**WHAT IS EXPECTED**.
In the data below, find every line with the word "configure" and copy it.

**PROVIDED DATA**.
——

Issue #73, opened 2019-05-27
add a ArduinoIoTCloudClass::end() function for a regulated shutdown


generationmake:
I suggest to add a ArduinoIoTCloudClass::end() function for a regulated shutdown and restart of the whole cloud function. This would allow arduinos to shut down the cloud functions for power reasons (for example sleep mode) and enable them later again.

For example:
```
void ArduinoIoTCloudClass::end() {
  _connection->end();  // power down network interface - reduces power consumption from serveral mAs to a few uAs
  ECCX08.end();     // power down ECC508 - reduces power consumption from 800 uA to 6 uA
}

```
and add to the ConnectionManager a public end function. For the MKR WIFI 1010 for example WiFi.end();

Thank you

ubidefeo:
hi @generationmake 
You have a really good point there.
We have been working on an update which will allow better control of connection/disconnection.
Of course our goal is to work on something which won't introduce breaking changes, but we're getting there.
Stay tuned :)

lxrobotics:
Hi @generationmake 
Thank you very much for raising this issue. If you have already a complete implementation feel free to create a pull request. I'll have to advise you though that currently refactoring efforts are under way which might render your PR obsolete, so I suggest the best course of action is to wait it out a bit and then create a PR with your suggested changes.

generationmake:
Hi @ubidefeo and @lxrobotics.
Thank you for your answers.
I will stay patient and see what comes up next.

podhrmic:
Hi! What is the status of this feature?
I have an application that needs to sleep for extended periods of time between updates (~10min), and I am not sure if the Arduino can reconnect with the cloud after the deep sleep (using Arduino Low Power library on MKR GSM board).
Is that currently possible?

ubidefeo:
hi @podhrmic 
I have successfully used the automatic reconnect on IoT Cloud using MKR GSM waking up from deep sleep.
I have occasionally had reconnection issues when coverage wasn't available but it worked once signal was fine again

podhrmic:
Thanks for the quick reply!

ubidefeo:
my pleasure, @podhrmic 
just make sure you give the board enough time to reconnect before it goes back to sleep ;)

andreacosti:
hi @ubidefeo 
I have the same problem. I have a MKRGSM1400 with a MKRENV shield and I want to send dato to cloud.
[...]

PR #113, opened 2020-04-08
Reduce public API by turning connect/disconnect into protected methods.

aentinger:
The public `ArduinoIoTCloud` member methods `connect` and `disconnect` should not be called by the user of the library (they are called internally) and are therefore transformed to `protected` member functions. In the future a `end` function should be added (see #73) which works the opposite way to the the `begin` method and cleans everything up.


aentinger:
* `MKR WAN 1310` :heavy_check_mark:

PR #128, opened 2020-06-03
Both MqttClient and BearSSLClient are allocated on the stack instead of the heap.

aentinger:
This means that the memory consumption of those two rather large classes are directly visibale in the compilation output since ArduinoIoTCloud is instantiated as a global variable. The heap allocation is not directly visible to the user of the library and so gives the wrong impression that there is a lot of free space left.


aentinger:
* `MKR WAN 1310` :heavy_check_mark:

PR #132, opened 2020-06-04
Extracting property container functionality

aentinger:
So far the "container" functionality for holding all the properties has been exercised by the class ArduinoCloudThing which leads to this class doing business logic, cbor encoding/decoding and container services. In order to clean up the interfaces and make the code more understandable and extendable it is desirable to have only one purpose per class (SRP).


aentinger:

PR #135, opened 2020-06-08
Additional update policy "OnDemand"

aentinger:
This new update policy allows to trigger the transmission of all properties when a certain function (`push`) is called. In order to configure a property for this update policy it must be initalized using the following syntax in `thing_properties.h`:
```C++
int seconds;
/* ... */
void initProperties()
{
  ArduinoCloud.addProperty(seconds, Permission::Read).publishOnDemand();
```
In order to trigger the update the `ArduinoCloud.pushAll()` needs to be called. All properties are transmitted on the next call of `ArduinoCloud.update()`.
```C++
void loop()
{
  /* ... */
  ArduinoCloud.update();
  /* ... */
  ArduinoCloud.pushAll();
}
```

### DIFF
--- a/src/ArduinoIoTCloud.cpp
+++ b/src/ArduinoIoTCloud.cpp
@@ -25,6 +25,11 @@
  * PUBLIC MEMBER FUNCTIONS
  ******************************************************************************/
 
+void ArduinoIoTCloudClass::push()
+{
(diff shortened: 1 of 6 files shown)


aentinger:
Here's your update on demand policy @manchoz and @zmoog :wave:

PR #258, opened 2015-05-08
Use https when linking where possible.

shancat:
Only makes sense to use TLS when linking from a crypto-related library.
Had to change the libsodium documentation link a bit because the
original URL returns the gitbook.org certificate. cr.yp.to doesn't
actually support encrypting HTTP with TLS so we leave it as-is.


jedisct1:
Merged, thanks!

PR #264, opened 2015-05-22
Added patch to obtain random bytes for Chrome NaCl via IRT -- allows …

arbinger:
…build with NaCl SDK toolchain. Here's my `buildnacl.sh` script in full (only tested on Mac):

	#!/bin/bash

	# Done on a Mac
	export CC="$NACL_SDK_ROOT/toolchain/mac_pnacl/bin/pnacl-clang"
	export NM="$NACL_SDK_ROOT/toolchain/mac_pnacl/bin/pnacl-nm"
	export AR="$NACL_SDK_ROOT/toolchain/mac_pnacl/bin/pnacl-ar"
	export AS="$NACL_SDK_ROOT/toolchain/mac_pnacl/bin/pnacl-as"
	export LD="$NACL_SDK_ROOT/toolchain/mac_pnacl/bin/pnacl-ld"
	export RANLIB="$NACL_SDK_ROOT/toolchain/mac_pnacl/bin/pnacl-ranlib"
	export LIBTOOL="$NACL_SDK_ROOT/toolchain/mac_pnacl/x86_64-nacl/usr/build-1/libtool"
	export CPPFLAGS="-D __native_client__"
	export CFLAGS="-D __native_client__"

	./configure --host=nacl
	make -e

	# Not completely sure why I have to do this post Make, but if I don't,
	# functions can't be found when I try to link against libsodium.a.

	$RANLIB `find . | grep 'libsodium.a'`

	find . | grep 'libsodium.a'


jedisct1:
Thanks!

Supporting Native Client would be awesome, however I'm awfully sorry, but this pull request cannot be merged as-is.

- For consistency, please try to match the style of the rest of the source code.
- If you add a new platform, updating the documentation would also be great.
- The build script only works on OSX. Something a bit more universal would be preferred.
- Manually running `ranlib` in order to see the symbols doesn't inspire too much confidence. Maybe the Native Client toolchain has some issues with `-fvisibility=hidden`, but I'd rather try to understand what the root cause is rather than use a workaround found by accident that might break on other platforms or after updating the SDK.
- The Emscripten-specific code in `randombytes.c` was necessary to work around limitations specific to Emscripten regarding statically initialized function pointers. This is probably not required for Native Client. In addition, Native Client's secure RNG provides `NaClSecureRngDefaultGenUint32`, `NaClSecureRngDefaultGenBytes` and `NaClSecureRngDefaultUniform` that perfectly match Sodium's custom RNG API. So, adding a Native Client randombytes implementation, and setting it as a default on this platform would make more sense. And it would allow users to override it with a different implementation if they ever want to. With your proposed pull request, `randombytes_implementation_name()` is wrong, `randombytes_stir()` doesn't work, neither does `randombytes_uniform()` and I'm not sure about `randombytes_close()`. Which leads to the main reason this change cannot be merged yet:
- The test suite has to run and pass, and that has to be part of the build script. Cross-compiling to platforms where the code cannot be run on the build host is an exception, but in the Native Client case, I the test suite can run on the build platform. A wrapper might be required to run Native Client binaries (`sel_ldr_$(uname -m)`?), but that shouldn't be an issue since this is already something we do for the Javascript target.

arbinger:
I think the problem with the `NaClSecureRng*` API is that it's only available in "trusted" code. The untrusted code only has direct access to `nacl_secure_random()` -- which is more or less the same IRT-based code that's currently in this patch (it uses the above RNG API internally).

Given that though, I don't think it would be real hard to implement the `randombytes_uniform()`, `randombytes_random()` et al using `nacl_secure_random()`.

About

_"adding a Native Client randombytes implementation, and setting it as a default on this platform would make more sense"_

do you mean setting up something like `./src/libsodium/randombytes/nativeclient/`, matching the setup of `sysrandom`?

jedisct1:
Sad to hear that `NaClSecureRng*` is only available in trusted code. But as long as the same PRG remains accessible, it's not a big deal.
`randombytes_uniform()` doesn't need to be reimplemented if the system doesn't provide it; you can just pass `NULL` for a default implementation.

But yes, I referred to `./src/libsodium/randombytes/nativeclient/` matching `sysrandom` and `salsa20`, that only gets compiled on Native Client.

arbinger:
Wasn't sure where `nacl-test-wrapper.sh` should go, decided on `test/default/`. If that's wrong let me know.

Also, I'm happy to update documentation for builds, but is that part of some other repository somewhere?

Basically you need to setup the build environment and pass some params to `configure`. Like so:

```
export CC="$NACL_SDK_ROOT/toolchain/mac_pnacl/bin/pnacl-clang"
export NM="$NACL_SDK_ROOT/toolchain/mac_pnacl/bin/pnacl-nm"
export AR="$NACL_SDK_ROOT/toolchain/mac_pnacl/bin/pnacl-ar"
export AS="$NACL_SDK_ROOT/toolchain/mac_pnacl/bin/pnacl-as"
export LD="$NACL_SDK_ROOT/toolchain/mac_pnacl/bin/pnacl-ld"
export RANLIB="$NACL_SDK_ROOT/toolchain/mac_pnacl/bin/pnacl-ranlib"
export LIBTOOL="$NACL_SDK_ROOT/toolchain/mac_pnacl/x86_64-nacl/usr/build-1/libtool" 
export PNACL_TRANSLATE="$NACL_SDK_ROOT/toolchain/mac_pnacl/bin/pnacl-translate"
export PNACL_FINALIZE="$NACL_SDK_ROOT/toolchain/mac_pnacl/bin/pnacl-finalize"

./configure --host=nacl NATIVECLIENT=1

make && make check
```

jedisct1:
Finally merged ;)

What would you recommend in order to make the build script work out of the box on any system, not just OSX?

arbinger:
Great to hear, thanks. :)

Building on any Autotools capable systems (*nix basically), I think the build would more-or-less be the same as my most recent OSX incantation above.

First you'd need to get the [NaCL SDK](https://developer.chrome.com/native-client/sdk/download) installed so you can establish `$NACL_SDK_ROOT`. Then you'll have to override the default build tools to point there --

```
export CC="$NACL_SDK_ROOT/platform/specific/path/bin/pnacl-clang"
export NM="$NACL_SDK_ROOT/platform/specific/path/bin/pnacl-nm"
export AR="$NACL_SDK_ROOT/platform/specific/path/bin/pnacl-ar"
export AS="$NACL_SDK_ROOT/platform/specific/path/bin/pnacl-as"
export LD="$NACL_SDK_ROOT/platform/specific/path/bin/pnacl-ld"
export RANLIB="$NACL_SDK_ROOT/platform/specific/path/bin/pnacl-ranlib"
export PNACL_TRANSLATE="$NACL_SDK_ROOT/platform/specific/path/bin/pnacl-translate"
export PNACL_FINALIZE="$NACL_SDK_ROOT/platform/specific/path/bin/pnacl-finalize"
```

(When you run `./naclsdk update` it sets up the `platform/specific/` part of the paths above, I believe. You just need to determine where the `pnacl-*` tools live after that, and apply.)

Then do `configure` with the below params and then `make`:

```
./configure --host=nacl NATIVECLIENT=1
make && make check
```

Not entirely sure how the build would work on Windows. I'm happy to send a patch to the official docs, I just wasn't sure how to go about doing that.

PR #265, opened 2015-06-01
Add simple PKI certificate format

erayd:
Simple PKI certificate container, bundling from / until validity
timestamps, certificate pk, signer pk, &signature. Allows for
arbitrary additional data to also be attached to the cert and signed /
verified along with it.

Also includes a version number and an 8-bit 'flags' field to allow
room for future revision without breaking backwards compatibility.

Unsure whether this is something you want in libsodium, but it's certainly something I would find extremely useful. If it's something you're open to including, I'm intending to build a 'secure channel' feature on top of it.

If you'd prefer not to merge this kind of thing, then no worries - I just want to check before I sink too much time into developing stuff on top of it.

### DIFF
--- a/.gitignore
+++ b/.gitignore
@@ -74,6 +74,7 @@ test/default/box_easy
 test/default/box_easy2
 test/default/box_seal
 test/default/box_seed
+test/default/cert
 test/default/chacha20
 test/default/core1
 test/default/core2
--- a/src/libsodium/Makefile.am
+++ b/src/libsodium/Makefile.am
@@ -25,6 +25,7 @@ libsodium_la_SOURCES = \
 	crypto_box/curve25519xsalsa20poly1305/ref/before_curve25519xsalsa20poly1305.c \
 	crypto_box/curve25519xsalsa20poly1305/ref/box_curve25519xsalsa20poly1305.c \
 	crypto_box/curve25519xsalsa20poly1305/ref/keypair_curve25519xsalsa20poly1305.c \
+	crypto_cert/crypto_cert.c \
 	crypto_core/hsalsa20/ref2/core_hsalsa20.c \
 	crypto_core/hsalsa20/core_hsalsa20_api.c \
 	crypto_core/hsalsa20/ref2/api.h \
--- a/src/libsodium/crypto_cert/crypto_cert.c
+++ b/src/libsodium/crypto_cert/crypto_cert.c
@@ -1,0 +1,146 @@
+
+#include "crypto_cert.h"
+
+#define crypto_cert_HEADER_BYTES (sizeof(uint8_t) /*version*/ \
+                                 +sizeof(uint8_t) /*flags*/ \
+                                 +sizeof(uint32_t) /*valid from*/ \
+                                 +sizeof(uint32_t) /*valid until*/ \
+)
+
+static int
+crypto_cert_swapl(uint32_t n)
+{
+#if defined(NATIVE_LITTLE_ENDIAN)
+    unsigned char *np = (unsigned char*)&n;
+    return
+        ((uint32_t)np[0] << 24) |
+        ((uint32_t)np[1] << 16) |
+        ((uint32_t)np[2] << 8) |
+        (uint32_t)np[3];
+#endif
+    return n;
+}
+
+int
+crypto_cert(unsigned char *out, uint8_t flags, time_t valid_from,
+            time_t valid_until, const unsigned char *ad,
+            unsigned long long adlen, const unsigned char *pk,
+            const unsigned char *s, const unsigned char *k)
+{
+    //build cert
+    unsigned char *pos = out;
+    const uint8_t version = crypto_cert_VERSION;
+
+    memcpy(pos, &version, sizeof(version));
+    pos += sizeof(version);
+
+    memcpy(pos, &flags, sizeof(flags));
+    pos += sizeof(flags);
+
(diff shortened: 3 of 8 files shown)


jedisct1:
This is neat, and definitely something needed by quite a lot of people.

It's probably better to keep it as a distinct project, though, at least until the features and API stabilize.

Verifying a single certificate is useful, but in actual projects, the complexity comes from having more than one certificate. Specifically, the API should be able to:
- Verify a certificate chain (correctly and safely)
- Deal with multiple certificates that might be valid at the same time, which is required for algorithm agility and for key rotation. This requires adding a least a serial number and an algorithm id to each certificate.

erayd:
Separate project is no problem.

Noting your comment: "at least until the features and API stabilise", does this mean you're open to including it in libsodium at some point? If so, then it might make more sense for me to maintain it as a fork of libsodium until such a time as you're happy with where it's at and willing to merge it. If it's something you would prefer to stay a separate project permanently, that makes a significant difference in what I do (e.g. matching libsodium's coding style as per this pull request, rather than using my preferred, what features to include etc).

Regarding what the API needs to be able to do, I had already intended to do chaining - what I have so far is just a first step, and I wanted to check with you about the possibility of inclusion in libsodium before going too much further with it.

Algorithm agility is not something I had planned (because my understanding was that libsodium's algorithm choices were static by design and would not change in the future), however if that's not the case then adding this capability would certainly make a whole lot of sense.

Can you give me some idea of how you see this kind of thing fitting with libsodium? Once I have a better idea of whether or not you're likely to merge it, then I can decide how best to code it and where to document it.

cfcs:
My failing eyesight made me unable to tell your one-letter variables apart, and the long and prosaic "Ulysses"-resemblant comments left me no wiser as to whether this is already included, but, sarcasm aside, wouldn't it be nice to have a signature from the pk being signed included in the certificate to "prove" that the key wants to belong to the certificate?

It could simply be another `sign_detached` signature made with the `certificate sk` key in addition to the one made using the `signer sk`.

This is of course a pretty generic format, but I think many applications would benefit from a feature like that, requiring the certificate holder's consent as to how long the key should be valid and so on?

erayd:
@cfcs: The data is hashed first, because it lives in two different places (the certificate data, and the additional data), and `crypto_sign_detached()` cannot handle multi-part messages, while `crypto_generichash` can.

Regarding your point on concise variable names and minimal commenting, I was simply following the coding style I observed elsewhere in the library. My preference would be to include much more detail in comments, and to use more descriptive variable names - however libsodium isn't my project, and the code is reasonably self-explanatory, so matching style seemed like the better option.

In terms of requiring the signee's consent for what is signed, I like that idea a lot - it's not something I had considered, and isn't something I need personally, but it makes a ton of sense. I'll add it - thanks for your suggestion :-).

cfcs:
Perhaps an API for signatures on arbitrary-length data would be a good idea; certainly seems useful for scenarios like the present, and perhaps for cases larger files have to be signed. @jedisct1, what are your thoughts on this?
Either way, I think it's worth sacrificing some time on copying + clearing the relatively small buffer needed for this data if it saves 32 bytes and a dependency on `blake2b`.

I personally prefer rigorous comments and longer variable names, but no worries -- it's not my project either, so never mind me! ;)

Awesome, thanks for your code! :+1:

erayd:
@cfcs One other thought on the hashing - if the additional data is hashed separately, it allows room for an API that generates a CSR independently of the additional data. So a certificate could be signed and verified without needing the additional data to be present (by signing the hash), which could be convenient if the additional data is very large. Of course, there's nothing to stop the signer from insisting on seeing that data and verifying the hash before signing the certificate, but it seems to me that keeping the hash dependency allows a bit more flexibility.

Re saving 32 bytes - not sure where you're seeing this saving coming from? In the code as it stands currently, the hash isn't included in the certificate, it's just used as an aggregation mechanism (and is generated again when necessary to verify the signature is valid).

cfcs:
Ah, alright! I don't have experience with C, so I was only halfway kidding when I said that I had trouble reading the code - and apparently I did have, I totally missed that the hash was not included :-) 
With that fact in mind, I think it seems like a reasonable design and concur with your points above.

erayd:
Mmm, I find myself wanting to revise a few things in light of your "signee consent" idea. It seems like a handy thing to have, and easy enough to add, so...

jedisct1:
@erayd It can certainly be included in Sodium at some point. Until then, you don't even need to fork it; it can be independant code that one has to link in addition to Sodium, similar to Blobcrypt.

Adding support for multi-part messages to `crypto_sign()` is something I can quickly add to the library, but there's nothing wrong with pre-hashing using blake2 while sketching the certificate format.

Additional data be critical application-specific data that a generic signer may not be aware of. I'd rather enforce the AD to be always considered an integral part of the certificate, so that the only option is to have everything signed/verified. Flexibility is great, but unless some actual scenario absolutely need it, it can only open the door to vulnerabilities.

erayd:
Thanks - in that case, I'll write it with eventual merging in mind.

Multi-part `crypto_sign_detached()` would be awesome if you're willing to add it!

This is your library, so if you'd prefer that the AD be integral and non-separable by design, that's fine :-).

erayd:
Closing PR, will continue development in erayd/crypto_cert and discuss merging with @jedisct1 at a later date.

PR #284, opened 2015-07-21
Zero the buffer used to get poly1305 key for chacha aead

yarrick:
The key for Poly1305 is created by encrypting an empty buffer
with the chacha20 key and supplied nonce. Set the buffer to
zero to be sure that the result is correct no matter the stack contents.

All the other implementations of chacha20-poly1305
I have seen do this.

### DIFF
--- a/src/libsodium/crypto_aead/chacha20poly1305/sodium/aead_chacha20poly1305.c
+++ b/src/libsodium/crypto_aead/chacha20poly1305/sodium/aead_chacha20poly1305.c
@@ -50,6 +50,7 @@ crypto_aead_chacha20poly1305_encrypt(unsigned char *c,
 #endif
 /* LCOV_EXCL_STOP */
 
+    sodium_memzero(block0, sizeof block0);
     crypto_stream_chacha20(block0, sizeof block0, npub, k);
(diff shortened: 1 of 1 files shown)


yarrick:
This is required to get the correct result for me (both on Linux and bare-metal ARM). Let me know if I missed something, I don't really understand how it could have worked before this change.

jedisct1:
Hi,

`block0` is replaced with the output of the stream cipher and its previous content is irrelevant. We call `crypto_stream` here, not `crypto_stream_xor` (which would indeed need zeroing).

To make sure, I filled `block0` with junk where you added the `memzero()` call and kept getting the same output.

When running the test suite, do the tests for tis operation fail?

If not, can you provide a trimmed-down version of your code that exhibits this behavior?

yarrick:
Sorry, my mistake. I see now that there is a memset of the buffer inside the chacha20 function, and also that my test still fails even with this change. Will keep digging, sorry for the noise.

jedisct1:
No problem. And a good opportunity to add a couple tests for this ( c8e898343086265843dae9ac8416cbab34465e98 ); it can't hurt.

PR #285, opened 2015-07-26
Fix VS common props for MT release dll, remove dead code.

evoskuil:


jedisct1:
Merged, thanks!

evoskuil:
NP. Nice job maintaining the VS projects and adding in VS2015. I ran my code generation and came up with no differences.

PR #287, opened 2015-08-02
Fix _FORTIFY_SOURCE redefined issue

wongsyrone:
If we already defined `CFLAGS=-D_FORTIFY_SOURCE=1`, it will still check `-D_FORTIFY_SOURCE=2` and add it to CPPFLAGS. In this case, we redefine `_FORTIFY_SOURCE` to both 1 and 2 if compiler accepts `-D_FORTIFY_SOURCE=2`.

Fix this issue by checking whether `_FORTIFY_SOURCE` was defined or not. If defined, do nothing. If not, then check `-D_FORTIFY_SOURCE=2`.

BTW, OpenWrt's buildroot uses `-D_FORTIFY_SOURCE=1` for most targets by default.


jedisct1:
Merged, thanks!

wongsyrone:
Thanks. :+1:

PR #293, opened 2015-09-04
improve test for unaligned access

mvduin:
ARMv6 and later usually allows unaligned access, although this actually depends on target config. Rather than hardcoding the value on ARM, I've added a test that checks whether the compiler itself thinks unaligned access is supported (which depends on toolchain defaults and can be overridden with -m(no-)unaligned-access )

I've also rephrased the message printed to use AC_MSG_CHECKING


jedisct1:
Looks good!

Thanks for your contribution.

——

**SOLUTION FOR THIS TASK**.
This new update policy allows to trigger the transmission of all properties when a certain function (`push`) is called. In order to configure a property for this update policy it must be initalized using the following syntax in `thing_properties.h`:
	./configure --host=nacl
Basically you need to setup the build environment and pass some params to `configure`. Like so:
./configure --host=nacl NATIVECLIENT=1
Then do `configure` with the below params and then `make`:
./configure --host=nacl NATIVECLIENT=1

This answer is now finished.